## Exercise brief
Tally the lines below that include the string "transformation". Reply with the total only.

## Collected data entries
PR #9, opened 2020-12-10
Bug 1679375 - Implement the base of the metrics database module

brizental:
As was described in the proposal, the database module will differ from the glean-core database module.

While it will serve as an abstraction layer over the underlying storage, it will also be the interface to retrive the ping / metric payload data from the storage. This is a bit easier for Glean.js, because the data is saved already in the format that is expected by the ping schema.

I will leave comments on the code about some doubts that lingered after I was finished with this implementation.

### DIFF
--- a/src/database.ts
+++ b/src/database.ts
@@ -99,7 +99,6 @@ class Database {
    * @param value The value we want to record to the given metric.
    */
   async record(metric: Metric, value: string): Promise<void> {
-    debugger;
     if (metric.disabled) {
       return;
     }
--- a/src/database.ts
+++ b/src/database.ts
@@ -17,6 +17,8 @@ export interface PingPayload {
  * Verifies if a given value is a valid PingPayload.
  *
  * @param v The value to verify
+ *
+ * @returns Whether or not `v` is a valid PingPayload.
  */
 export function isValidPingPayload(v: StorageValue): v is PingPayload {
   if (isObject(v)) {
@@ -62,22 +64,9 @@ class Database {
   private appStore: Store;
 
   constructor() {
-    this.userStore = new PersistentStore("user");
-    this.pingStore = new PersistentStore("ping");
-    this.appStore = new PersistentStore("app");
-  }
-
-  /**
-   * The key under which to save a metrics value.
-   *
-   * @param metric The metric for which to build the storage key
-   */
-  private _buildStorageKey(metric: Metric): string {
-    if (metric.category) {
-      return `${metric.category}.${metric.name}`;
-    } else {
-      return metric.name;
-    }
+    this.userStore = new PersistentStore("userLifetimeMetrics");
+    this.pingStore = new PersistentStore("pingLifetimeMetrics");
+    this.appStore = new PersistentStore("appLifetimeMetrics");
   }
 
   /**
@@ -111,11 +100,13 @@ class Database {
    */
   async record(metric: Metric, value: string): Promise<void> {
     if (!metric.disabled) {
-      const store = this._chooseStore(metric.lifetime);
-      const storageKey = this._buildStorageKey(metric);
-      for (const ping of metric.sendInPings) {
-        await store.update([ping, metric.type, storageKey], () => value);
-      }
+      return;
+    }
+
+    const store = this._chooseStore(metric.lifetime);
+    const storageKey = metric.identifier;
+    for (const ping of metric.sendInPings) {
+      await store.update([ping, metric.type, storageKey], () => value);
     }
   }
 
@@ -128,17 +119,19 @@ class Database {
    */
   async transform(metric: Metric, transformFn: (v?: string) => string): Promise<void> {
     if (!metric.disabled) {
-      const store = this._chooseStore(metric.lifetime);
-      const storageKey = this._buildStorageKey(metric);
-      for (const ping of metric.sendInPings) {
-        const finalTransformFn = (v: StorageValue): string => {
-          if (isObject(v)) {
-            throw new Error(`Unexpected value found for metric ${metric}: ${JSON.stringify(v)}.`);
-          }
-          return transformFn(v);
-        };
-        await store.update([ping, metric.type, storageKey], finalTransformFn);
-      }
+      return;
+    }
+
+    const store = this._chooseStore(metric.lifetime);
+    const storageKey = metric.identifier;
+    for (const ping of metric.sendInPings) {
+      const finalTransformFn = (v: StorageValue): string => {
+        if (isObject(v)) {
+          throw new Error(`Unexpected value found for metric ${metric}: ${JSON.stringify(v)}.`);
+        }
+        return transformFn(v);
+      };
+      await store.update([ping, metric.type, storageKey], finalTransformFn);
     }
   }
 
@@ -153,7 +146,7 @@ class Database {
    */
   async getMetric(ping: string, metric: Metric): Promise<string | undefined> {
     const store = this._chooseStore(metric.lifetime);
-    const storageKey = this._buildStorageKey(metric);
+    const storageKey = metric.identifier;
     const value = await store.get([ping, metric.type, storageKey]);
     if (isObject(value)) {
       console.error(`Unexpected value found for metric ${metric}: ${JSON.stringify(value)}. Clearing.`);
@@ -165,12 +158,38 @@ class Database {
   }
 
   /**
-   * Gets all of the persisted metrics related to a given ping.
+   * Helper function to validate and get a specific lifetime data
+   * related to a ping from the underlying storage.
    *
    * # Note
    *
-   * If the value in storage for any of the metrics in a ping is of an unexpected type,
+   * If the value in storage for any of the metrics in the ping is of an unexpected type,
    * the whole ping payload for that lifetime will be thrown away.
+   *
+   * @param ping The ping we want to get the data from
+   * @param lifetime The lifetime of the data we want to retrieve
+   *
+   * @returns The ping payload found for the given parameters or an empty object
+   *          in case no data was found or the data that was found, was invalid.
+   */
+  private async getAndValidatePingData(ping: string, lifetime: Lifetime): Promise<PingPayload> {
+    const store = this._chooseStore(lifetime);
+    const data = await store.get([ping]);
+    if (isUndefined(data)) {
+      return {};
+    }
+
+    if (!isValidPingPayload(data)) {
+      console.error(`Unexpected value found for ping ${ping} in ${lifetime} store: ${JSON.stringify(data)}. Clearing.`);
+      await store.delete([ping]);
+      return {};
+    }
+
+    return data;
+  }
+
+  /**
+   * Gets all of the persisted metrics related to a given ping.
    *
    * @param ping The name of the ping to retrieve.
    * @param clearPingLifetimeData Whether or not to clear the ping lifetime metrics retrieved.
@@ -179,33 +198,15 @@ class Database {
    *          `undefined` in case the ping doesn't contain any recorded metrics.
    */
   async getPing(ping: string, clearPingLifetimeData: boolean): Promise<PingPayload | undefined> {
-    const getAndValidatePingData = async (storeName: string, store: Store): Promise<PingPayload> => {
-      const data = await store.get([ping]);
-      if (isUndefined(data)) {
-        return {};
-      }
-
-      if (!isValidPingPayload(data)) {
-        console.error(`Unexpected value found for ping ${ping} in ${storeName} store: ${JSON.stringify(data)}. Clearing.`);
-        await store.delete([ping]);
-        return {};
-      }
-
-      return data;
-    };
-
-    const userData = await getAndValidatePingData("user", this.userStore);
-    const pingData = await getAndValidatePingData("ping", this.pingStore);
-    const appData = await getAndValidatePingData("app", this.appStore);
+    const userData = await this.getAndValidatePingData(ping, Lifetime.User);
+    const pingData = await this.getAndValidatePingData(ping, Lifetime.Ping);
+    const appData = await this.getAndValidatePingData(ping, Lifetime.Application);
 
     if (clearPingLifetimeData) {
       await this.clear(Lifetime.Ping);
     }
 
-    // Start out with the ping lifetime data,
-    // because it is the one that will probably have more data since it is the default.
     const response: PingPayload = { ...pingData };
-    // Merge the other two lifetimes data with it.
     for (const data of [userData, appData]) {
       for (const metricType in data) {
         response[metricType] = {
@@ -226,17 +227,19 @@ class Database {
    * Clears currently persisted data for a given lifetime.
    *
    * @param lifetime The lifetime to clear.
-   *        If not provided, data for all lifetimes will be cleared.
    */
-  async clear(lifetime?: Lifetime): Promise<void> {
-    if (lifetime) {
-      const store = this._chooseStore(lifetime);
-      await store.delete([]);
-    } else {
-      await this.userStore.delete([]);
-      await this.pingStore.delete([]);
-      await this.appStore.delete([]);
-    }
+  async clear(lifetime: Lifetime): Promise<void> {
+    const store = this._chooseStore(lifetime);
+    await store.delete([]);
+  }
+
+  /**
+   * Clears all persisted metrics data.
+   */
+  async clearAll(): Promise<void> {
+    await this.userStore.delete([]);
+    await this.pingStore.delete([]);
+    await this.appStore.delete([]);
   }
 }
 
--- a/src/database.ts
+++ b/src/database.ts
@@ -50,7 +50,7 @@ export function isValidPingPayload(v: StorageValue): v is PingPayload {
  * {
  *  "pingName": {
  *    "metricType (i.e. boolean)": {
- *      "metricCategory?.metricName": metricPayload
+ *      "metricIdentifier": metricPayload
  *    }
  *  }
  * }
--- a/src/database.ts
+++ b/src/database.ts
@@ -1,0 +1,243 @@
+// /* This Source Code Form is subject to the terms of the Mozilla Public
+//  * License, v. 2.0. If a copy of the MPL was not distributed with this
+//  * file, You can obtain one at http://mozilla.org/MPL/2.0/. */
+
+import { StorageValue, Store } from "storage";
+import PersistentStore from "storage/persistent";
+import Metric, { Lifetime } from "metrics";
+import { isObject, isString, isUndefined } from "utils";
+
+export interface PingPayload {
+  [aMetricType: string]: {
+    [aMetricIdentifier: string]: string
+  }
+}
+
+/**
+ * Verifies if a given value is a valid PingPayload.
+ *
+ * @param v The value to verify
+ */
+export function isValidPingPayload(v: StorageValue): v is PingPayload {
+  if (isObject(v)) {
+    // The root keys should all be metric types.
+    for (const metricType in v) {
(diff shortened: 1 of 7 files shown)


src/database.ts
```diff
@@ -0,0 +1,243 @@
+// /* This Source Code Form is subject to the terms of the Mozilla Public
+//  * License, v. 2.0. If a copy of the MPL was not distributed with this
+//  * file, You can obtain one at http://mozilla.org/MPL/2.0/. */
+
+import { StorageValue, Store } from "storage";
+import PersistentStore from "storage/persistent";
+import Metric, { Lifetime } from "metrics";
+import { isObject, isString, isUndefined } from "utils";
+
+export interface PingPayload {
```
brizental, line 10: The PingPayload will evolve as we add more metrics. I hope that we can use it to validate that it only contain valid metrics and that the metrics payloads are correct. I did not add that to this PR because we have no metrics yet.

src/database.ts
```diff
@@ -0,0 +1,243 @@
...
+   *
+   * @returns The string encoded payload persisted for the given metric,
+   *          `undefined` in case the metric has not been recorded yet.
+   */
+  async getMetric(ping: string, metric: Metric): Promise<string | undefined> {
+    const store = this._chooseStore(metric.lifetime);
+    const storageKey = this._buildStorageKey(metric);
+    const value = await store.get([ping, metric.type, storageKey]);
+    if (isObject(value)) {
+      console.error(`Unexpected value found for metric ${metric}: ${JSON.stringify(value)}. Clearing.`);
```
brizental, line 159: Please let me know what you think about this. This is JSland and anyone can do anything to our data, I decided to simply delete if we find something that is not of the expected format.

src/database.ts
```diff
@@ -0,0 +1,243 @@
...
+    }
+  }
+
+  /**
+   * Gets all of the persisted metrics related to a given ping.
+   *
+   * # Note
+   *
+   * If the value in storage for any of the metrics in a ping is of an unexpected type,
+   * the whole ping payload for that lifetime will be thrown away.
```
brizental, line 173: Now, this I am not so sure. We probably should only delete the metrics that are incorrect, right? Also, what if we end up deleting stuff like `first_run_date` or `client_id`? This is possible although unlikely, again: JSland.

I purposefully did not rabbit hole into this for this PR, but do let me know your thoughts I think this will result in new bugs to figure out what  to do with unexpected data in the storage.

brizental:
FYI: CI didn;t run for this Pr because it was not set up to run for PRs from forks. I changed that and it should run for next commits.

src/database.ts
```diff
@@ -0,0 +1,243 @@
...
+  }
+}
+
+/**
+ * Verifies if a given value is a valid PingPayload.
+ *
+ * @param v The value to verify
+ */
+export function isValidPingPayload(v: StorageValue): v is PingPayload {
+  if (isObject(v)) {
```
Dexterp37, line 22: To reduce indentation, privilege early returns. For example, you could change this by doing:

```js
if (!isObject(v)) {
  return false;
}

for (...)
```

src/database.ts
```diff
@@ -0,0 +1,243 @@
...
+export interface PingPayload {
+  [aMetricType: string]: {
+    [aMetricIdentifier: string]: string
+  }
+}
+
+/**
+ * Verifies if a given value is a valid PingPayload.
+ *
+ * @param v The value to verify
```
Dexterp37, line 19: Please document the return value (even though it's trivial).

src/database.ts
```diff
@@ -0,0 +1,243 @@
...
+ *
+ * {
+ *  "pingName": {
+ *    "metricType (i.e. boolean)": {
+ *      "metricCategory?.metricName": metricPayload
+ *    }
+ *  }
+ * }
+ *
+ * We have one store such in format for each lifetime: user, ping and application.
```
brizental, line 56:
```suggestion
 * We have one store in this format for each lifetime: user, ping and application.
```

src/storage/utils.ts
```diff
@@ -75,8 +75,15 @@ export function updateNestedObject(
...
   const current = target[finalKey];
-  target[finalKey] = transformFn(current);
-  return returnObject;
+  try {
+    const value = transformFn(current);
+    target[finalKey] = value;
+    return returnObject;
+  } catch(e) {
+    console.error("Error while transforming stored value. Ignoring old value.", e.message);
+    target[finalKey] = transformFn(undefined);
```
brizental, line 84:
```suggestion
    target[finalKey] = transformFn();
```

src/database.ts
```diff
@@ -0,0 +1,243 @@
...
+
+/**
+ * The metrics database is an abstraction layer on top of the underlying storage.
+ *
+ * Metric data is saved to the database in the following format:
+ *
+ * {
+ *  "pingName": {
+ *    "metricType (i.e. boolean)": {
+ *      "metricCategory?.metricName": metricPayload
```
Dexterp37, line 51: Why the question mark between the category and the name?

src/database.ts
```diff
@@ -0,0 +1,243 @@
...
+  }
+
+  /**
+   * The key under which to save a metrics value.
+   *
+   * @param metric The metric for which to build the storage key
+   */
+  private _buildStorageKey(metric: Metric): string {
+    if (metric.category) {
+      return `${metric.category}.${metric.name}`;
```
Dexterp37, line 77: You would probably want a method on the `Metric` called `id`, because `category.name` is the id. Each metric will know how to build the id, and the database knows how to map ids to keys.

src/database.ts
```diff
@@ -0,0 +1,243 @@
...
+
+  /**
+   * Records a given value to a given metric.
+   * Will overwrite in case there is already a value in there.
+   *
+   * @param metric The metric to record to.
+   * @param value The value we want to record to the given metric.
+   */
+  async record(metric: Metric, value: string): Promise<void> {
+    if (!metric.disabled) {
```
Dexterp37, line 113: To reduce indentation, privilege early returns:

```js
if (metric.disabled) {
  return;
}
```

src/database.ts
```diff
@@ -0,0 +1,243 @@
...
+
+  /**
+   * Records a given value to a given metric,
+   * by applying a transformation function on the value currently persisted.
+   *
+   * @param metric The metric to record to.
+   * @param transformFn The transformation function to apply to the currently persisted value.
+   */
+  async transform(metric: Metric, transformFn: (v?: string) => string): Promise<void> {
+    if (!metric.disabled) {
```
Dexterp37, line 130: I'd privilege the early return here too, to improve the readability of the code below.

src/database.ts
```diff
@@ -0,0 +1,243 @@
...
+      const store = this._chooseStore(metric.lifetime);
+      const storageKey = this._buildStorageKey(metric);
+      for (const ping of metric.sendInPings) {
+        const finalTransformFn = (v: StorageValue): string => {
+          if (isObject(v)) {
+            throw new Error(`Unexpected value found for metric ${metric}: ${JSON.stringify(v)}.`);
```
Dexterp37, line 136: Does this mean our specific metrics APIs will potentially throw? If so, this could mean breaking the user's functionalities. The Glean SDK intentionally avoids this, I believe we should do the same.

src/database.ts
Dexterp37: I think this makes sense. But why is an object an invalid value here?

src/database.ts
Dexterp37: Yeah, I believe we should only delete the specific value that's not expected and leave the rest alone.

src/database.ts
```diff
@@ -0,0 +1,243 @@
...
+ *
+ */
+class Database {
+  private userStore: Store;
+  private pingStore: Store;
+  private appStore: Store;
+
+  constructor() {
+    this.userStore = new PersistentStore("user");
+    this.pingStore = new PersistentStore("ping");
```
Dexterp37, line 66: Since we'll likely be storing pings in a  `PersistentStorage` as well, does it make sense to have more explicit names for keys, e.g. "pingLifetimeMetrics"?

src/database.ts
```diff
@@ -0,0 +1,243 @@
...
+    const userData = await getAndValidatePingData("user", this.userStore);
+    const pingData = await getAndValidatePingData("ping", this.pingStore);
+    const appData = await getAndValidatePingData("app", this.appStore);
+
+    if (clearPingLifetimeData) {
+      await this.clear(Lifetime.Ping);
+    }
+
+    // Start out with the ping lifetime data,
+    // because it is the one that will probably have more data since it is the default.
```
Dexterp37, line 206: And what difference does this make? :)

src/database.ts
```diff
@@ -0,0 +1,243 @@
...
+   * # Note
+   *
+   * If the value in storage for any of the metrics in a ping is of an unexpected type,
+   * the whole ping payload for that lifetime will be thrown away.
+   *
+   * @param ping The name of the ping to retrieve.
+   * @param clearPingLifetimeData Whether or not to clear the ping lifetime metrics retrieved.
+   *
+   * @returns An object containing all the metrics recorded to the given ping,
+   *          `undefined` in case the ping doesn't contain any recorded metrics.
```
Dexterp37, line 179: The function returns either `{}` or `undefined`. I think we should settle on one :)

src/database.ts
```diff
@@ -0,0 +1,243 @@
...
+      for (const metricType in data) {
+        response[metricType] = {
+          ...response[metricType],
+          ...data[metricType]
+        };
+      }
+    }
+
+    if (Object.keys(response).length === 0) {
+      return;
```
Dexterp37, line 219: This will return `undefined`, but we're also returning `{}` above. How do you want this API to behave?

src/database.ts
```diff
@@ -0,0 +1,243 @@
...
+    } else {
+      return response;
+    }
+  }
+
+  /**
+   * Clears currently persisted data for a given lifetime.
+   *
+   * @param lifetime The lifetime to clear.
+   *        If not provided, data for all lifetimes will be cleared.
```
Dexterp37, line 229: When do we delete data for all the stores?

I'd rather have a separate function just to do that, to make sure we don't mistakenly clear the all data when we don't want to.

src/metrics/index.ts
```diff
@@ -0,0 +1,55 @@
...
+
+  constructor(type: string, meta: CommonMetricData) {
+    this.type = type;
+
+    this.name = meta.name;
+    this.sendInPings = meta.sendInPings;
+    this.lifetime = meta.lifetime;
+    this.disabled = meta.disabled;
+
+    if (meta.category) this.category = meta.category;
```
Dexterp37, line 51: Can we retain the same style that we used in the rest of the code?

```suggestion
    if (meta.category) {
      this.category = meta.category;
    }
```

src/metrics/index.ts
```diff
@@ -0,0 +1,55 @@
...
+
+class Metric implements CommonMetricData {
+  readonly type: string;
+  readonly name: string;
+  readonly category?: string;
+  readonly sendInPings: string[];
+  readonly lifetime: Lifetime;
+  readonly disabled: boolean;
+
+  constructor(type: string, meta: CommonMetricData) {
```
Dexterp37, line 43: Can we add a computed property called `id`?

tests/database.spec.ts
```diff
@@ -0,0 +1,474 @@
+/* This Source Code Form is subject to the terms of the Mozilla Public
+ * License, v. 2.0. If a copy of the MPL was not distributed with this
+ * file, You can obtain one at http://mozilla.org/MPL/2.0/. */
+
+import assert from "assert";
+
+import Database, { isValidPingPayload } from "database";
+import Metric, { Lifetime } from "metrics";
+
+describe("Database", function() {
```
Dexterp37, line 10: Did you make sure to port back all the applicable tests from the Glean SDK related module?

Dexterp37 (changes requested):

src/database.ts
brizental: The question mark means that we may not have a category. This will go away when I move the identifier building logic to the metric code anyways.

src/database.ts
brizental: Nope, I changed the update function to expect errors from this transformation function. It will catch this error and ignore the incorrect value if it happens.

src/database.ts
brizental: I am assuming for now that metric payloads are be strings (or undefined if it hasn't been recorded yet). When we start having actual metrics we will probably have a union type `MetricPayload` with the possible metric payloads and here we will change this conditional to `isMetricPayload`.

src/database.ts
brizental: I agree, would mind if I made this into a folow up though? I think there is a rabbit hole potential here, I am not sure what we should do for example if the problematic value is a user lifetime metric, or a key metric such as client_id. This is not as simple as just delete whatever is wrong.

src/database.ts
brizental: Argh, this was a mistake, it this it is best to return `undefined` when there are no metrics... Then callers can just do `if (ping) { ... }`. `{}` is a truthy value.

src/database.ts
brizental: Less iterations, because we don't iterate on the store that probably has the most entries. It's not a big deal, I can remvoe the comment so as not to make it a big deal :D

src/database.ts
brizental: Yes, that was mistake as I said above... Nice catch though.

src/database.ts
brizental: > When do we delete data for all the stores?

When upload is disabled.

I agree about creating adifferent function for that though.

tests/database.spec.ts
brizental: Good point, I didn't check.

src/database.ts
Dexterp37: Cool, ok then!

src/database.ts
Dexterp37: Ok, that's fine: let's file a follow-up .

src/database.ts
brizental: Hm, actually taking a closer look I realized there is no mistake, the function doesn't ever return an empty object.

The inner function I defined `getAndValidatePingData` does, but the actual `getPing` function only checks and if the ping object is empty it returns undefined.

Dexterp37: The two returns [here](https://github.com/mozilla/glean.js/pull/9/files/7b428a6d8d680042f9ef8ea78e2e24d7ea80301d#diff-724f334a2b47a5e7cbcab252ce04fc232071d0bc058c96ed6fd4ac96e5dff308R185-R191) explicitly return `{}`?

brizental: Yup, but they are inside the inner function `getAndValidatePingData`. `getPing` returns [here](https://github.com/mozilla/glean.js/pull/9/files/7b428a6d8d680042f9ef8ea78e2e24d7ea80301d#diff-724f334a2b47a5e7cbcab252ce04fc232071d0bc058c96ed6fd4ac96e5dff308R218) and it checks if the object is empty before doing so.

Dexterp37: SHISH. Can we please take that helper function out ? :)

brizental: Heh, I already did. I was just waiting for that request :D

src/database.ts
brizental: If I do this for this specific case, Typescript complains that `v` may not be an object...

tests/database.spec.ts
brizental: I checked and this suite cover all the cases covered by the suite in glean-core. We of course don't have coverage for the `remove_metric` function because I didn't add it to the Database for now (it is only necessary for experiments).

tests/database.spec.ts
```diff
@@ -0,0 +1,474 @@
...
+      assert.strictEqual(false, isValidPingPayload({
+        "aPing": {
+          "string": {
+            "too.nested": "not quite"
+          }
+        }
+      }));
+      assert.strictEqual(false, isValidPingPayload({ "string": "almost!" }));
+      // Valids
+      assert.strictEqual(true, isValidPingPayload({ "string": {} }));
```
brizental, line 256: Hey Alessio, would you mind confirming that this should actually be an invalid payload? I will file a follow up to fix the `delete` function in case that is the case.

src/database.ts
Dexterp37: Ok leave it be

tests/database.spec.ts
Dexterp37: What's valid or not is dictated by the Glean schema. You can check how validation is performed in the SDK and apply schema validation here, too: we don't need to reinvent the wheel :)

brizental: I have looked at the schema, but it is still unclear to me wether a metric type containing an empty object is considered valid. I _think_ so, but I just wanted to confirm :)

src/database.ts
brizental: https://bugzilla.mozilla.org/show_bug.cgi?id=1682273

tests/database.spec.ts
Dexterp37: I think so too, but my point is: we shouldn't "know" :-) Let's have a test running the schema in a validator :) Can you file a follow-up?

src/database.ts
```diff
@@ -0,0 +1,247 @@
...
+
+  /**
+   * Records a given value to a given metric.
+   * Will overwrite in case there is already a value in there.
+   *
+   * @param metric The metric to record to.
+   * @param value The value we want to record to the given metric.
+   */
+  async record(metric: Metric, value: string): Promise<void> {
+    debugger;
```
Dexterp37, line 102: Stray `debugger` statement :)

src/database.ts
```diff
@@ -0,0 +1,247 @@
...
+   *          `undefined` in case the metric has not been recorded yet.
+   */
+  async getMetric(ping: string, metric: Metric): Promise<string | undefined> {
+    const store = this._chooseStore(metric.lifetime);
+    const storageKey = metric.identifier;
+    const value = await store.get([ping, metric.type, storageKey]);
+    if (isObject(value)) {
+      console.error(`Unexpected value found for metric ${metric}: ${JSON.stringify(value)}. Clearing.`);
+      await store.delete([ping, metric.type, storageKey]);
+      return;
```
Dexterp37, line 155: I'm still a bit puzzled by this, but we can revisit later: promises can be resolved or rejected, so maybe we can just assume that if it is resolved it has a value, otherwise rejected? Nothing to do now.

tests/database.spec.ts
brizental: Ah! I see! That is a task for after we implement the ping maker, but I'll still file that bug :)

Dexterp37 (approved):
r+wc

src/database.ts
brizental: AAAAAAAAAAAAA 🤦‍♀️

src/database.ts
brizental: Yeah, I considered just leaving the data there. But that would just mean this would fail until we record/transform again, because we leave the corrupted data there...

src/database.ts
brizental: Added a lint rule to check for these...

tests/database.spec.ts
brizental: https://bugzilla.mozilla.org/show_bug.cgi?id=1682282

src/database.ts
brizental: We can keep up this discussion on the bug I opened to investigate the best behaviour for this :)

## Solution
3